Furthermore, in some embodiments, an optical fiber may be applied to outer surface of reinforced pipeline 265 prior to application of the external coating. Once the external coating is applied to reinforced pipeline 265, the optical fiber is embedded between reinforced pipeline 265 and the external coating. The optical fiber enables monitoring of some conditions of reinforced pipeline 265, e.g. strain and/or temperature, for the purpose of leak detection.
Control room module 230 enables remote monitoring and control of the fabrication process, in particular the processes performed within each of modules 105 without the need for personnel to be positioned therein. This functionality is enabled by equipment contained within electronic cabinet 290 of winder module 220 and similar cabinets within other of modules 105. In some embodiments, control room module 230 also enables video monitoring of the processed performed within one or more modules 105.
While various embodiments have been shown and described, modifications thereof can be made by one skilled in the art without departing from the spirit and teachings herein.

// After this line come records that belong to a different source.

PR #2329, opened 2023-05-01
feat(theme): use inert to avoid traverse menus and content with keyboard

### LINKED ISSUE #1332: menu (navigation drawer) should not be traversable with keyboard when not shown

userquin:
This PR includes `inert` attribute to prevent traverse content and menu on narrow sreens:
- moved `isScreenOpen` outside the composable
- included logic in `Layout` to deal with `inert` attribute, right now the attribute is not being handled by `vue`, if present handled as present (vue is rendering the attribute as `inert="false"`)

This PR fixes #1332 (closed by #1491, but not working in current version, check video)

https://streamable.com/tf9qtu

`inert` attribute supported by all major browsers: https://developer.mozilla.org/en-US/docs/Web/API/HTMLElement/inert#browser_compatibility

~~TODO: remove `undefined` when https://github.com/vuejs/core/pull/8209 merged~~

### DIFF
--- a/src/client/theme-default/Layout.vue
+++ b/src/client/theme-default/Layout.vue
@@ -2,6 +2,7 @@
 import { computed, provide, useSlots, watch } from 'vue'
 import { useRoute } from 'vitepress'
 import { useData } from './composables/data'
+import { useNav } from './composables/nav'
 import { useSidebar, useCloseSidebarOnEscape } from './composables/sidebar'
 import VPSkipLink from './components/VPSkipLink.vue'
 import VPBackdrop from './components/VPBackdrop.vue'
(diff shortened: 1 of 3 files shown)


src/client/theme-default/Layout.vue
```diff
@@ -36,27 +39,27 @@ provide('hero-image-slot-exists', heroImageSlotExists)
 <template>
   <div v-if="frontmatter.layout !== false" class="Layout">
     <slot name="layout-top" />
```
userquin, line 41: should we wrap `layout-top` and `layout-bottom` slots?

userquin: should we also provide some `inert-*`?

PR #2347, opened 2023-05-06
feat(theme): add appearance transition feature

hooray:
Use [View Transition API](https://developer.mozilla.org/en-US/docs/Web/API/View_Transitions_API) to make appearance switch more dynamic.

Kapture 2023-05-07 at 05 36 16

But these APIs needs Chrome 111, so I added a configuration item `appearanceTransition` that can be selectively enabled.

### DIFF
--- a/docs/.vitepress/config.ts
+++ b/docs/.vitepress/config.ts
@@ -60,7 +60,9 @@ export default defineConfig({
       code: 'CEBDT27Y',
       placement: 'vuejsorg'
     }
-  }
+  },
+
+  appearanceTransition: true
 })
 
 function nav() {
--- a/docs/.vitepress/config.ts
+++ b/docs/.vitepress/config.ts
@@ -60,9 +60,7 @@ export default defineConfig({
       code: 'CEBDT27Y',
       placement: 'vuejsorg'
     }
-  },
-
-  appearanceTransition: true
+  }
 })
 
 function nav() {
--- a/src/client/theme-default/components/VPSwitchAppearance.vue
+++ b/src/client/theme-default/components/VPSwitchAppearance.vue
@@ -1,5 +1,5 @@
 <script lang="ts" setup>
-import { ref, onMounted, watch } from 'vue'
+import { ref, onMounted, watch, computed } from 'vue'
 import { useData } from '../composables/data'
 import { APPEARANCE_KEY } from '../../shared'
 import VPSwitch from './VPSwitch.vue'
@@ -12,6 +12,11 @@ const toggle = typeof localStorage !== 'undefined' ? useAppearance() : () => {}
 
 onMounted(() => {
   checked.value = document.documentElement.classList.contains('dark')
+})
+
+const isAppearanceTransition = computed(() => {
+  // @ts-expect-error: Transition API
+  return document.startViewTransition && site.value.appearanceTransition
 })
 
 function useAppearance() {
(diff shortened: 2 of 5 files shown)


hooray:
> Brilliant idea! I posted it on Twitter to collect feedback: [twitter.com/antfu7/status/1655588888105172994](https://twitter.com/antfu7/status/1655588888105172994)
> 
> Do you think we could enable `appearanceTransition` in this PR so we could play with it with the deploy preview?

Of course

brc-dd:
Might wanna consider some other factors too:

- Disable this on `prefers-reduced-motion`
- Maybe decrease the duration to something like 200 or 300. Currently, it seems slightly slow to me 👀

hooray:
> Might wanna consider some other factors too:
> 
> * Disable this on `prefers-reduced-motion`
> * Maybe decrease the duration to something like 200 or 300. Currently, it seems slightly slow to me 👀

I made some adjustments based on your suggestions

antfu:
Playing it on antfu.me, a few feedback

- I feel it's better to reverse the out/in animation for light/dark. Making the light icon more like a "sun" to light up the canvas. (already applied to https://antfu.me/ that you can play with)
- The animation is not very smooth, especially with low `duration` on a large screen (tho the FPS stays consistent according to Chrome DevTools). I am not sure if this is something we could improve. Maybe we can change the duration based on distance?

kiaking:
This is very cool and I'm surprised how simple it's to implement 😳  Well done!

However, my personal opinion is I'm against adding this to the core feature. Love to see this as some kind of plugin feature or recipe. Or tweak the core code to make VitePress easy to implement this effect.

The reason why I'm against adding this specific animation effect in the core 😓 

1. The growing circle animation I don't think is aligned with Vue or Vite tone.
2. Without having disciplined brand guideline, this kind of animation will almost certainly look cool at first but become off trend and not that cool very very quickly (do you remember what happened to polygon design trend).
3. If we add this, there's no turning back. If we undo or change the effect, some forks would not like it.
4. If we add this, I'm pretty sure we'll gets requests to add different types of effect (crossfade, slides, etc.). I don't think VitePress core wants to focus so much on animation effects.

That's been said and as I mentioned, it would be super cool if default theme has a cool way for users to hook in this kind of animation 👍

yuhengshen:
speed up the transition and simplify `[...clipPath].reverse()` to `clipPath.reverse()`

hooray:
> This is very cool and I'm surprised how simple it's to implement 😳 Well done!
> 
> However, my personal opinion is I'm against adding this to the core feature. Love to see this as some kind of plugin feature or recipe. Or tweak the core code to make VitePress easy to implement this effect.
> 
> The reason why I'm against adding this specific animation effect in the core 😓
> 
> 1. The growing circle animation I don't think is aligned with Vue or Vite tone.
> 2. Without having disciplined brand guideline, this kind of animation will almost certainly look cool at first but become off trend and not that cool very very quickly (do you remember what happened to polygon design trend).
> 3. If we add this, there's no turning back. If we undo or change the effect, some forks would not like it.
> 4. If we add this, I'm pretty sure we'll gets requests to add different types of effect (crossfade, slides, etc.). I don't think VitePress core wants to focus so much on animation effects.
> 
> That's been said and as I mentioned, it would be super cool if default theme has a cool way for users to hook in this kind of animation 👍

It makes sense, I think I need to think about whether to continue this PR 🤔

yuhengshen:
@brc-dd Every clipPath is a new array, so it’s okay to mutate the original array directly.

AgustinBanchio:
Would like to have a look into this as I would like this feature.

Do you think the most acceptable solution would be:

A. Passing a transition function through the themeConfig and handling it in VPSwitchAppearance in a way similar to this PR? (which also modifies the component to look different if a transition exists and is possible)
B. Allowing users to replace VPSiwtchAppearance with a custom component that has access to a version of `toggle` or `setClass` and they are free to wrap those around anything they want (including transitions and or having a different toggle look?

I feel like option B is more of a custom theme solution, so think option A is more likely to make sense

PR #2355, opened 2023-05-10
feat: code group tab scrollIntoView

izayl:
add smooth scrollIntoView when code group is scrollable

### DIFF
--- a/src/client/app/composables/codeGroups.ts
+++ b/src/client/app/composables/codeGroups.ts
@@ -8,6 +8,13 @@ export function useCodeGroups() {
       if (el.matches('.vp-code-group input')) {
         // input <- .tabs <- .vp-code-group
         const group = el.parentElement?.parentElement
+
+        const label = group?.querySelector(`label[for="${el.id}"]`)
+        label?.scrollIntoView({
+          behavior: 'smooth',
+          block: 'nearest',
+          inline: 'nearest'
+        })
         const i = Array.from(group?.querySelectorAll('input') || []).indexOf(el)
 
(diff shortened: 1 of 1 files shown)


brc-dd:
Ah, for some reason the scrolling isn't smooth if you click the left label, and it does weird scrolling if one clicks the currently selected element.

https://github.com/vuejs/vitepress/assets/40380293/fc8fed46-1e72-4ec3-a028-e3f76c28b49f

izayl:
let me fix it

izayl:
@brc-dd I found this is a bug of vitepress, see the recurrence demo, and I'll fix it in another pr

https://vitepress-codegroup-scroll-issue-izayl.vercel.app/markdown-examples.html

https://github.com/vuejs/vitepress/assets/10740043/53fae0ce-e76b-4313-8d00-0927c5547d59

izayl:
it now much better

https://github.com/vuejs/vitepress/assets/10740043/0cbde762-b3c6-456f-a10f-161238da9a31

izayl:
@brc-dd I've made some changes to the code based on your feedback, and I'd appreciate it if you could take another look.

brc-dd:
> for some reason the scrolling isn't smooth if you click the left tab

This thing still doesn't appear to be fixed. For example click the last tab in your example (`decode-array-primitive`) -- it will scroll smoothly. Then click the first tab (`decode-primitive`) -- it won't scroll smoothly.

The fix at #2362 too isn't valid (left comment there). It will be better to not set scroll behavior smooth. Just something like this should be fine IMO:

```ts
label?.scrollIntoView({ block: 'nearest' })
```

PR #2373, opened 2023-05-15
fix(build): display file name when rendering fails

Pandapip1:
This small patch will save many people a LOT of time debugging. It would have saved me at least an hour.

I can't imagine that it's intentional that there is no information regarding which file caused rendering to fail, so that's why I'm calling this a fix.


brc-dd:
Can you provide me a minimal reproducible example where the error stack has no mention of corresponding file?

Pandapip1:
I made this PR a few months ago, so I can't remember the exact issue I had. I believe that I made a typo and tried to acccess a property of an undefined variable. This should repro:

```
{{ shsghs.hfhfh  }}
```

The embodiments herein are exemplary only, and are not limiting. Many variations and modifications of the apparatus disclosed herein are possible and within the scope of the invention. For example, although the embodiments of a cavity pressure relief system described above are presented in the context of a bi-directional valve, the cavity pressure relief system is equally applicable to uni-directional valves as well. Moreover, the valve described herein is a ball valve. A cavity pressure relief system in accordance with the principles disclosed herein may also be applied to other types of valves which are actuatable between open and closed configurations. Accordingly, the scope of protection is not limited by the description set out above, but is only limited by the claims which follow, that scope including all equivalents of the subject matter of the claims.